Proteasome modulator 9 SNPs are linked to hypertension in type 2 diabetes families

Background

Chromosome 12q24 was recently associated with hypertension. Proteasome Modulator 9 (PSMD9) lies in the 12q24 locus and is in linkage with MODY3, type 2 diabetes (T2D), microvascular and macrovascular pathology, carpal tunnel syndrome, and hypercholesterolemia in Italian families.

Aims

Our goal was to determine whether PSMD9 is linked to elevated blood pressure/hypertension in T2D families.

Methods

We characterized the Italian T2D families' members for presence and/or absence of elevated blood pressure (≥ 130/80) and/or hypertension. The phenotypes were described as unknown in all cases in which the diagnosis was either unclear or the data were not available for the subject studied.
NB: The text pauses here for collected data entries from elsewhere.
PR #169, opened 2026-04-11
Implement the Pale Nails location.

### LINKED ISSUE #144: Implement Pale Nails location
This is controlled by an FSM on `Silk Needle Spell Get` in Cradle_03_Destroyed. This FSM is similar to that of crest corpses, but may be different enough that a specialized implementation is necessary.

dplochcoder:
Closes #144.

### DIFF
--- a/ItemChanger.Silksong/Locations/PaleNailsLocation.cs
+++ b/ItemChanger.Silksong/Locations/PaleNailsLocation.cs
@@ -1,0 +1,41 @@
+﻿using HutongGames.PlayMaker.Actions;
+using ItemChanger.Locations;
+using Silksong.FsmUtil;
+
+namespace ItemChanger.Silksong.Locations;
+
+public class PaleNailsLocation : AutoLocation
+{
+    protected override void DoLoad() => Using(new FsmEditGroup() { { new(SceneName!, "Silk Needle Spell Get", "Control"), ModifyFsm } });
+
+    protected override void DoUnload() { }
+
+    private void ModifyFsm(PlayMakerFSM fsm)
+    {
+        var checkState = fsm.MustGetState("Check Unlocked");
+        checkState.GetFirstActionOfType<CheckIfToolUnlocked>()?.enabled = false;
+        checkState.InsertMethod(0, _ =>
+        {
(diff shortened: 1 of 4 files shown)


ItemChanger.Silksong/Locations/PaleNailsLocation.cs
```diff
@@ -0,0 +1,41 @@
...
+        checkState.GetFirstActionOfType<CheckIfToolUnlocked>()?.enabled = false;
+        checkState.InsertMethod(0, _ =>
+        {
+            if (Placement?.AllObtained() ?? false) fsm.SendEvent("UNLOCKED");
+        });
+
+        var giveState = fsm.MustGetState("Msg");
+        giveState.GetFirstActionOfType<AutoEquipTool>()?.enabled = false;
+        giveState.GetFirstActionOfType<SpawnSkillGetMsg>()?.enabled = false;
+        giveState.AddMethod(_ =>
```
homothetyhk: This should be `.AddLambdaMethod(GiveAll)`. With AddMethod, I think the state can finish while UIDefs are waiting for input, which is not desirable. There is a virtual GetGiveInfo method which can be used to create the GiveInfo passed into GiveAll.

ItemChanger.Silksong/Locations/PaleNailsLocation.cs
```diff
@@ -0,0 +1,41 @@
...
+        {
+            Placement?.GiveAll(new()
+            {
```
homothetyhk: FlingType should be the FlingType property of the location. Callback doesn't need to be set if `AddLambdaMethod` is used. MessageType.Any should be fine for this location. Container can be whatever: null, Unknown, or something descriptive like Pail Nails.

homothetyhk:
Low importance, but I'll note for future reference that:
- The respawn is set by an action on the Set Return state.
- Silk is added by the Bind Burst state.

For #153 I requested that those side effects be removed. Here, it's not an issue in the same way since this isn't a replaceable location. It might be something to revisit when we try to standardize implementations, or if we decide to move the add silk effect off of the location and onto the silk skill.

PR #171, opened 2026-04-11
Feature/issue 110 mask shards spool fragments

### LINKED ISSUE #110: Implement locations for interactable Mask Shards and Spool Fragments

kickafetus:
Closes #110 
Just learned I don't have to close and reopen PR's to track new changes. My bad


homothetyhk:
I made a few changes:
- For a few of the locations, I changed the shiny type to normal float and applied a correction to improve the shiny's visibility/positioning with respect to scenery.
- The breakable location didn't handle the slab mask shard correctly, due to that breakable not actually setting its persistent data (the breakable reforms if the room is exited without collecting the mask shard). I changed the implementation to fix the issue, and to also replace the dummy mask shard sprite.

PR #172, opened 2026-04-11
Implement Ballow location

### LINKED ISSUE #129: Implement Ballow/Diving Bell Key location
This is controlled by an FSM on `Ballow Diving Bell NPC` in Dock_12.

thomaslunn:
Adds Diving Bell Key pickup location.

Resolves #129.


ItemChanger.Silksong/Locations/BallowLocation.cs
```diff
@@ -0,0 +1,51 @@
...
+        {
+            if (!Placement!.AllObtained())
+            {
+                fsm.SendEvent("FALSE");
+            }
+        });
+        
+        FsmState givenKeyState = fsm.MustGetState("Given Key?");
+        givenKeyState.RemoveActionsOfType<PlayerDataVariableTest>();
+        givenKeyState.InsertMethod(0, () =>
```
dplochcoder: nit: Could make this a ternary and save quite a few lines (fsm.SendEvent(Placement!.AllObtained() ? "TRUE" : "FALSE");)

dplochcoder (approved):

homothetyhk:
Looks great! There's one issue, which is that when the player has Silk Soar but not Everbloom, Ballow is in a state which prevents giving items (this Ballow is a BasicNPC without a dialogue FSM). I think the desired behavior overall is
- Ballow should always require `BallowMovedToDivingBell` to be in the room, regardless of Silk Soar.
- Ballow should always give items on the first interact after entering the room.
- The diving bell should always require the key to unlock, even if the player has Silk Soar and Everbloom
- The diving bell should always be usable, even if the player has Silk Soar but not Everbloom (so that it would be under repair in the base game).

The changes to the diving bell should go in a separate module, since they aren't related to just this location. It's up to you if you want to handle them in this PR or no, but I imagine removing the bell repair state is also the simplest way to fix the location issue.

thomaslunn:
Good catch on Ballow moving to repair the diving bell after obtaining Silk Soar. I've gone ahead and implemented a module for enabling the Diving Bell with any combination of abilities and without talking to Ballow and made the location dependent on it, which should handle all the mentioned behaviours.

ItemChanger.Silksong/Locations/BallowLocation.cs
thomaslunn: I've resolved this alongside other review changes for this PR. Thanks!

We tested in the 200 Italians families for the presence of the linkage of the PSMD9 T2D risk single nucleotide polymorphisms (SNPs) IVS3+nt460 A > G, IVS3+nt437 T > C and E197G A > G with elevated blood pressure/hypertension. The non-parametric linkage analysis was performed for this qualitative phenotype by using the Merlin software; the Lod score and correspondent P-value were calculated. Parametric linkage analysis was also performed. For the significant linkage score, 1000 replicates were run to calculate the empirical P-value.

Results

The PSMD9 gene SNPs studied are in linkage with elevated blood pressure/hypertension in our Italian families.

Conclusions

We conclude that the PSMD9 gene and/or any variant in linkage disequilibrium with the SNPs studied contribute to the linkage to hypertension within our family dataset. This is the first report of PSMD9 linkage to hypertension within the 12q24 locus.